# Windows 7 Update Infinite Loop



## xchase (Oct 11, 2011)

Hi,

Laptop Model: ASUS k53e

I accidently turned my laptop off during Update Configuration when booting and I think this may have damaged the OS.

When I attempt to boot my laptop, Windows keeps trying to configure the updates, it gets to 35% (each time) then fails and "reverts back to changes" and this process repeats itself infinitely.

I have tried a few methods such as running it in safe mode, which results in the same process of the infinite loop.

System restore cannot be completed due to some error.

The laptop never came with a Windows 7 CD so I think it would be impossible to restore it without having to buy an actual Windows 7 software.

Anyone know any approach to this?

Thank you

xchase


----------



## VirGnarus (Jun 28, 2010)

Are you able to at least enter Safe Mode (press F8 during startup)? If so, try creating a recovery disk using this tutorial.

You can try using the DISM command as explained in the answer made to this thread. Follow the steps in the first reply outta do it. Given that you mentioned System Restore, I assume you are able to get into the Windows Recovery Environment.


----------



## xchase (Oct 11, 2011)

I cannot enter Safe Mode but I can press F8 and that gives me more options.

When I try to restore to an earlier time I get the error code 0x80071a91.

Also the DISM also results in an error.

If the OS is corrupted can a windows 7 disk resolve this? Meaning I have to buy a Windows 7 software?


----------



## VirGnarus (Jun 28, 2010)

What error was the DISM giving?

Usually OEM brands like Asus and Dell nowadays have a restore partition on disk that you resort too. It will end up restoring the entire PC to factory default state, which is counterproductive if all you need to do is run a Windows repair installation or the like so you'll retain all your files and programs. If you absolutely cannot find someone that owns a Windows 7 disk at the very least try to find someone that owns Windows 7 and create a repair disk from that computer.

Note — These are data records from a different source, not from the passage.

PR #291, opened 2016-04-14
Added bind and addr http endpoints.

### LINKED ISSUE #223: namerd: support bind, addr, and delegator endpoints in httpController
It would be nice if the ctl interface could do name and address resolution, perhaps with streaming updates.

I'm envisioning being able to do something like
```
$ namectl bind default /http/1.1/GET/service
/io.l5d.k8s/default/http/service
```
Or
```
$ namectl bind --watch default /http/1.1/GET/service
/io.l5d.k8s/default/http/service
1 * /io.l5d.k8s/default/http/service-v2 & 5 * /io.l5d.k8s/default/http/service
/io.l5d.k8s/default/http/service-v2
```

adleong:
Add `/api/1/bind/<namespace>/<path>` endpoint to the HTTP control interface.  This endpoint returns a streaming response of bound paths for the given name.

Add `/api/1/addr/<namespace>/<path>` endpoint to the HTTP control interface.  This endpoint returns a streaming response of addresses for the given bound path.

Fixes #223


namerd/iface/control-http/src/main/scala/io/buoyant/namerd/iface/HttpControlService.scala
```diff
@@ -106,14 +108,38 @@ object HttpControlService {
...
   }
 
+  trait NsPathUri {
+    val prefix: String
+
+    def unapply(path: String): Option[(Ns, Path)] = {
+      if (!path.startsWith(prefix)) return None
+      val segments = path.stripPrefix(prefix).split("/")
+      if (segments.size < 2) return None
+      Some((segments.head, Path.Utf8(segments.drop(1): _*)))
```
gtcampbell: tioli: I might avoid the early `return None`s and  write this instead as:

```scala
if (path.startsWith(prefix)) {
  path.stripPrefix(prefix).split("/").toSeq match {
    case head +: tail if tail.nonEmpty => Some(head, Path.Utf8(tail: _*))
    case _ => None
  }
} else {
  None
}
```

namerd/iface/control-http/src/main/scala/io/buoyant/namerd/iface/StreamingResponse.scala
```diff
@@ -0,0 +1,34 @@
...
+class StreamingResponse(writer: Writer) {
+  var closable: Closable = null
+  def close(): Unit = { closable.close() }
+  def start[T](data: Var[T])(toBuf: T => Buf): Unit = {
+    println("Starting streaming response " + this)
+    StreamingResponse.register(this)
+    closable = data.changes.respond { t =>
+      println(s"Streaming response $this got $t")
+      writer.write(toBuf(t)).onFailure { e =>
+        println(s"closing streaming response $this due to $e")
```
gtcampbell: some extraneous printlns here

namerd/iface/interpreter-thrift/src/main/scala/io/buoyant/namerd/iface/ThriftInterpreterInterfaceConfig.scala
```diff
@@ -19,7 +19,7 @@ case class ThriftInterpreterInterfaceConfig(
   protected def defaultAddr = ThriftInterpreterInterfaceConfig.defaultAddr
 
   @JsonIgnore
-  def mk(interpeters: Ns => NameInterpreter, namers: Map[Path, Namer]): Servable = {
+  def mk(interpeters: Ns => NameInterpreter, namers: Map[Path, Namer], store: DtabStore): Servable = {
```
gtcampbell: Not your change, but it would be good to correct the spelling of "interpreters" here.

namerd/iface/control-http/src/main/scala/io/buoyant/namerd/iface/HttpControlService.scala
```diff
@@ -225,4 +257,101 @@ class HttpControlService(storage: DtabStore) extends Service[Request, Response]
...
+  private[this] def streamingResp[T](values: Event[T], render: (T, Closable) => Buf): Future[Response] = {
+    val resp = Response()
+    resp.setChunked(true)
+    val writer = resp.writer
+    var closable: Closable = null
+    var writeFuture: Future[Unit] = Future.Unit
+    closable = values.respond { t =>
+      writeFuture = writeFuture.before {
+        writer.write(render(t, closable)).onFailure { _ =>
+          closable.close()
```
gtcampbell: I find this code a little difficult to understand, so maybe some comments would be in order. Are we guaranteed that `closable` will be non-`null` by the time this line of code is called? Why is writeFuture needed?

namerd/iface/control-http/src/main/scala/io/buoyant/namerd/iface/HttpControlService.scala
```diff
@@ -225,4 +257,101 @@ class HttpControlService(storage: DtabStore) extends Service[Request, Response]
...
+    bindingCacheMu.synchronized {
+      val key = (ns, path)
+      bindingCache.get(key) match {
+        case Some(act) => act
+        case None =>
+          val act = namers(ns).bind(Dtab.empty, path)
+          bindingCache += (key -> act)
+          act
+      }
+    }
```
gtcampbell: I think this (and similar code elsewhere) could be simplified using a `java.util.concurrent.ConcurrentHashMap` (or alternately one of the Guava cache implementations, but I think `ConcurrentHashMap` gives us everything we want). The Java8 version of CHM includes a `computeIfAbsent` method that implements exactly the logic we have here, without the need for any extra `synchronized` blocks.

namerd/iface/control-http/src/main/scala/io/buoyant/namerd/iface/StreamingResponse.scala
```diff
@@ -0,0 +1,34 @@
...
+  private[this] val AllMu = new {}
+  private[this] var All: Set[StreamingResponse] = Set.empty
+
+  def register(sr: StreamingResponse): Unit = AllMu.synchronized {
+    All += sr
+  }
+
+  def unregister(sr: StreamingResponse): Unit = AllMu.synchronized {
+    All -= sr
+  }
```
gtcampbell: This could also make use of `ConcurrentHashMap`:
```scala
object StreamingResponse {
  private[this] val set = ConcurrentHashMap.newKeySet[StreamingResponse]
  def register(sr: StreamingResponse): Unit = set.add(sr)
  def unregister(sr: StreamingResponse): Unit = set.remove(sr)
}
```

namerd/iface/control-http/src/main/scala/io/buoyant/namerd/iface/HttpControlService.scala
gtcampbell: To wit: I think you could do something like (assuming we can take on a dependency on `scala-java8-compat`; otherwise it would be slightly more verbose)

```scala
private[this] val bindingCache =
  new ConcurrentHashMap[(String, Path), Activity[NameTree[Name.Bound]]]
  
private[this] def getBind(ns: String, path: Path): Activity[NameTree[Name.Bound]] = {
  val fn: ((String, Path)) => Activity[NameTree[Name.Bound]] =
      (ns: String, path: Path) => namers(ns).bind(Dtab.empty, path)
  bindingCache.computeIfAbsent((ns, path), fn.asJava)
}
```

gtcampbell:
On the `ConcurrentHashMap`-related comments: I see we use a similar pattern in a number of other places, so if you'd prefer, we can address those all at once outside the context of this branch.

namerd/iface/control-http/src/main/scala/io/buoyant/namerd/iface/HttpControlService.scala
adleong: Yeah, it's confusing.  It would be helpful to me to talk through it in person to help get my thoughts straight before taking a stab at commenting it.

olix0r: I think at the very least we should check that closable is not null.  Furthermore, because this is going to cross thread boundaries, i think closable has to be a @volatile....

namerd/iface/control-http/src/main/scala/io/buoyant/namerd/iface/HttpControlService.scala
```diff
@@ -133,6 +163,12 @@ class HttpControlService(storage: DtabStore) extends Service[Request, Response]
       handlePostDtab(ns, req)
     case (DtabUri(Some(ns)), Method.Delete) =>
       handleDeleteDtab(ns)
+    case (BindUri(ns, path), Method.Get) =>
+      handleGetBind(ns, path)
+    case (AddrUri(ns, path), Method.Get) =>
+      handleGetAddr(ns, path)
+    case (DelegateUri(ns, path), Method.Get) =>
+      handleGetDelegate(ns, path)
```
olix0r: can we add tests?

olix0r: would be nice to support polling requests as an alternative to streaming responses.  perhaps require `?stream=true`?

adleong: https://github.com/BuoyantIO/linkerd/issues/310

namerd/iface/control-http/src/main/scala/io/buoyant/namerd/iface/HttpControlService.scala
adleong: https://github.com/BuoyantIO/linkerd/issues/309

namerd/iface/control-http/src/test/scala/io/buoyant/namerd/iface/HttpControlServiceStreamingTest.scala
```diff
@@ -0,0 +1,73 @@
...
+import com.twitter.finagle.http.Request
+import com.twitter.finagle._
+import com.twitter.finagle.naming.NameInterpreter
+import com.twitter.io.{Reader, Buf}
+import com.twitter.util.{Return, Var, Activity}
+import io.buoyant.namerd.NullDtabStore
+import io.buoyant.test.Awaits
+import org.scalatest.FunSuite
+
+class HttpControlServiceStreamingTest extends FunSuite with Awaits {
```
olix0r: i'd prefer that this just be part of the HttpControlServiceTest so that all of the endpoints are enumerated in once place, and then test names should be in the same form...

namerd/iface/control-http/src/main/scala/io/buoyant/namerd/iface/HttpControlService.scala
```diff
@@ -106,14 +108,42 @@ object HttpControlService {
...
+  }
+
+  object AddrUri extends NsPathUri {
+    val prefix = "/api/1/addr/"
+  }
+
+  object DelegateUri extends NsPathUri {
+    val prefix = "/api/1/delegate/"
+  }
+
```
olix0r: I suspect that it's a fragile assumption that namespaces can't have slashes...  It would probably be more robust to have the paths be read from a  query param?

olix0r: To put a finer point on it: I expect that we're moving to a model where namespaces are paths.  We can reduce some api churn by anticipating that

adleong: good point

adleong: we already read namespaces from the URI eg `/api/1/dtabs/<ns>`.  Should we frontload the API churn for the sake of consistency and change these to `/api/1/dtabs?namespace=default` now?

Alternatively, we could have a transition period where we support both...

gtcampbell: hmm - we currently also use the namespace as the name for the object we store in Kubernetes in my thirdparty branch, and that's restricted to disallow most special characters other than `-`. Should that be amended to use something else as well?

olix0r: @adleong i think we should consider namespaces as resource trees.  we can create a dtab now (with some backends, at least).  e.g
```
:; namerctl dtab create other/ns - <<EOF
/srv       => /io.l5d.k8s/default/http ;
/host      => /srv ;
/method    => /$/io.buoyant.http.anyMethodPfx/host ;
/http/1.1  => /method ;
EOF
Created other/ns
:; namerctl dtab list
default
other/ns
```

The problem is when we're mixing Dtab Namespaces and Name.Path -- I'd opt to treat the Name.Path as an argument to the Dtab.

@gtcampbell we'll probably need a way of encoding slashes in the k8s store... (maybe just b64 the name and call it a day)

namerd/iface/control-http/src/main/scala/io/buoyant/namerd/iface/HttpControlService.scala
```diff
@@ -99,40 +99,39 @@ object HttpControlService {
...
-    def unapply(uri: String): Option[(Ns, Path)] = {
-      if (uri.startsWith(prefix)) {
-        uri.stripPrefix(prefix).split("/").toSeq match {
-          case ns +: path if path.nonEmpty => Some((ns, Path.Utf8(path: _*)))
-          case _ => None
-        }
+    def unapply(request: Request): Option[(Ns, Path)] = {
+      if (request.path.startsWith(prefix)) {
+        val ns = request.path.stripPrefix(prefix)
+        val path = Path.read(request.getParam("path"))
```
olix0r: this will blow up if the param is not a valid path -- does that cause a 400? (test please?)

olix0r:
⭐  very nice! i definitely think we should add non-streaming variants of these apis, but i'm fine if that happens in another branch

namerd/iface/control-http/src/main/scala/io/buoyant/namerd/iface/HttpControlService.scala
```diff
@@ -200,4 +245,111 @@ class HttpControlService(storage: DtabStore) extends Service[Request, Response]
...
+        case Some(act) => act
+        case None =>
+          val act = namers(ns).bind(Dtab.empty, path)
+          bindingCache += (key -> act)
+          act
+      }
+    }
+
+  private[this] val renderTryTree =
+    (tryTree: Try[NameTree[Name.Bound]], closable: Closable) => tryTree match {
```
gtcampbell: q: Why is this a val rather than a def?

namerd/iface/control-http/src/main/scala/io/buoyant/namerd/iface/HttpControlService.scala
```diff
@@ -200,4 +245,111 @@ class HttpControlService(storage: DtabStore) extends Service[Request, Response]
...
       case Throw(_) => Future.value(Response(Status.InternalServerError))
     }
+
+  private[this] def streamingResp[T](values: Event[T], render: (T, Closable) => Buf): Future[Response] = {
+    val resp = Response()
+    resp.setChunked(true)
+    val writer = resp.writer
+    // closable is a handle to the values observation so that we can close the observation when the
+    // streaming connection is terminated
+    @volatile var closable: Closable = null
```
gtcampbell: q: Could this be `Closable.nop` to avoid the need for the null-check below?

namerd/iface/control-http/src/main/scala/io/buoyant/namerd/iface/HttpControlService.scala
```diff
@@ -70,47 +70,92 @@ object HttpControlService {
...
+        }
+        Some(ns, path)
+      } else {
+        None
+      }
+    }
+  }
+
+  object BindUri extends NsPathUri {
+    val prefix = "/api/1/bind"
```
gtcampbell: tioli, tiny: might be good to put `"/api/1"` as a base API URL in `NsPathUri` and construct this and friends via string interpolation, rather than have it repeated for each prefix.

namerd/iface/control-http/src/main/scala/io/buoyant/namerd/iface/HttpControlServiceConfig.scala
```diff
@@ -1,12 +1,19 @@
...
+import com.twitter.finagle.{Namer, Path, Http, ListeningServer}
 import io.buoyant.namerd._
 import java.net.{InetAddress, InetSocketAddress}
 
-class HttpControlServiceConfig extends InterfaceConfig {
-  // note that `namers` is currently ignored here, but we may later wish to expose them via this interface
-  def mk(store: DtabStore, namers: Map[Path, Namer]) = HttpControlServable(addr, store)
+class HttpControlServiceConfig extends InterpreterInterfaceConfig {
+  @JsonIgnore override protected def mk(
+    delegate: (Ns) => NameInterpreter,
```
gtcampbell: parens unnecessary here

namerd/iface/control-http/src/main/scala/io/buoyant/namerd/iface/HttpControlServiceConfig.scala
```diff
@@ -15,9 +22,13 @@ object HttpControlServiceConfig {
   val defaultAddr = new InetSocketAddress(InetAddress.getLoopbackAddress, 4180)
 }
 
-case class HttpControlServable(addr: InetSocketAddress, store: DtabStore) extends Servable {
+case class HttpControlServable(
+  addr: InetSocketAddress,
+  store: DtabStore,
+  namers: Ns => NameInterpreter
```
gtcampbell: tioli: naming-wise, it's a little odd that you call this `namers` in this constructor but `delegate` above in `HttpControlServiceConfig`, whereas `namers` is used for `Map[Path, Namer]` there. Not a huge deal, of course.

gtcampbell:
⭐  My comments are all minor/non-blocking.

If you are still desperate and are willing to lose everything on your PC to get it working again, you should consult your system manual about how to access the restore partition. You can use Parted Magic in order to back up files and whatnot.


----------



## xchase (Oct 11, 2011)

DISM Error 1639,

I'll try find out about that the restore partition. 

I wish these brands came with a cheapy windows 7 disk bleh.


----------



## VirGnarus (Jun 28, 2010)

It's cost effective to simply have a repair partition nowadays instead of a cd. It's a royal pain for us techs as well since the partition likes to get in the way of troubleshooting. That's why it's highly recommended even with the partition available first thing with any new PC or laptop is to create a restore/repair disk ASAP. Saves a lot of frustration.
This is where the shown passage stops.